> _WORK ITEM_
The answer must be an exact copy of the lines from the one containing "This is a server" through the final line of the material, both included, and nothing else.

> _INPUT FOR THIS TASK_

PR #3392, opened 2025-04-17
Server errors for creation failures

CarsonF:
- `CreationFailed` error class
   This DRYs the strings and allows for identification programmatically & statically
- Ensure that invalid reads immediately following a creation throw a server error: `ReadAfterCreationFailed`
  This is a server problem, not a client one. Having the API should communicate this, allows other processes to know that they could try again later, without needing an input change.


bryanjnelson (approved):
👍🏼

PR #3394, opened 2025-04-17
Update Financial Analyst policies to allow editing of engagement start/end date overrides

bryanjnelson:


CarsonF:
This follows suit with Project dates privileges. This is because Finance changes the project dates with changes to plan, since they need to approve it. This would obviously change in the future if these date revisions could be expressed with dedicated Change to Plan functionality.

CarsonF (commented):
I think we should make the same change here too right?
https://github.com/SeedCompany/cord-api-v3/blob/c2b679a0ecb83a4d01f61341d594b3e1ef4b2b13/src/components/authorization/policies/by-role/financial-analyst.policy.ts#L30-L30

bryanjnelson:
> I think we should make the same change here too right?
> 
> https://github.com/SeedCompany/cord-api-v3/blob/c2b679a0ecb83a4d01f61341d594b3e1ef4b2b13/src/components/authorization/policies/by-role/financial-analyst.policy.ts#L30-L30

That's a good question, although slightly different.  In that case FAs are only allowed to edit those dates if they are members.  I would assume that since FAs can already take that same action on project start/end dates, that it follows they should be able to do the equivalent on the engagement overrides.

So yes, although this use case doesn't come into play in the Monday integration, it exists in Cord already.

CarsonF (approved):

> _ANSWER SPACE_
  This is a server problem, not a client one. Having the API should communicate this, allows other processes to know that they could try again later, without needing an input change.


bryanjnelson (approved):
👍🏼

PR #3394, opened 2025-04-17
Update Financial Analyst policies to allow editing of engagement start/end date overrides

bryanjnelson:


CarsonF:
This follows suit with Project dates privileges. This is because Finance changes the project dates with changes to plan, since they need to approve it. This would obviously change in the future if these date revisions could be expressed with dedicated Change to Plan functionality.

CarsonF (commented):
I think we should make the same change here too right?
https://github.com/SeedCompany/cord-api-v3/blob/c2b679a0ecb83a4d01f61341d594b3e1ef4b2b13/src/components/authorization/policies/by-role/financial-analyst.policy.ts#L30-L30

bryanjnelson:
> I think we should make the same change here too right?
> 
> https://github.com/SeedCompany/cord-api-v3/blob/c2b679a0ecb83a4d01f61341d594b3e1ef4b2b13/src/components/authorization/policies/by-role/financial-analyst.policy.ts#L30-L30

That's a good question, although slightly different.  In that case FAs are only allowed to edit those dates if they are members.  I would assume that since FAs can already take that same action on project start/end dates, that it follows they should be able to do the equivalent on the engagement overrides.

So yes, although this use case doesn't come into play in the Monday integration, it exists in Cord already.

CarsonF (approved):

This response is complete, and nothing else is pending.